- [Dataset entries]:

PR #22611, opened 2025-03-15
Add Monkey Riot radio station record

FlameArrow57:
[GAME OBJECTS]
## About the PR 
Adds a new funk category radio station record, Monkey Riot, by WyrdDoe

## Why's this needed? 
More music is nice

## Changelog 

```changelog
(u)WyrdDoe
(+)Added a new radio station record, Monkey Riot!
```


TobleroneSwordfish:
This will need hitting with the compression mallet until it's <500kb, 2.88mb is waaay too big for a 2 minute track. Also not sure about a song with lyrics, might be a little too distracting even if they are only occasional and distorted? Otherwise, it sounds like a nice tune but I'm not really a music person.

FlameArrow57:
> This will need hitting with the compression mallet until it's <500kb, 2.88mb is waaay too big for a 2 minute track. Also not sure about a song with lyrics, might be a little too distracting/confusing even if they are only occasional and distorted? Otherwise, it sounds like a nice tune but I'm not really a music person.

Is closer to 1 MB fine? I saw there were other tracks closer to 1 MB

FlameArrow57:
> There _are_ but they're around 4 minutes in length. Comparable length tracks in the same format are in the 200-800kb range. Although if it sounds really bad with compression due to higher complexity audio feel free to ignore that and let it sit a bit higher. The idea is just to avoid lagspiking people with poor connections when they have to download the track.

Okay it's now more around 700 kb now. Composer was questioning the "no lyrics" idea since there are advertisements with lyrics (asking more for feedback)

Valtsu0:
You can always just press the stop music button if the lyrics get distracting.

Unrelated but what has happened to github mobbile, why does every comment have like 4 screens worth of blank space after it

Mantweerp:
I also don't really think the lyrics are an issue seeing as Second Reality also has lyrics which musically serve the same function as in this song (though you could say this is excuseable because Second Reality is relatively rare (buuuuuuuuut I don't really think the lyrics are an issue at all)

- [What you need to do]: The word "station" appears in some lines of the records. Please work out how many and reply with that number only.

- [Your response]: 3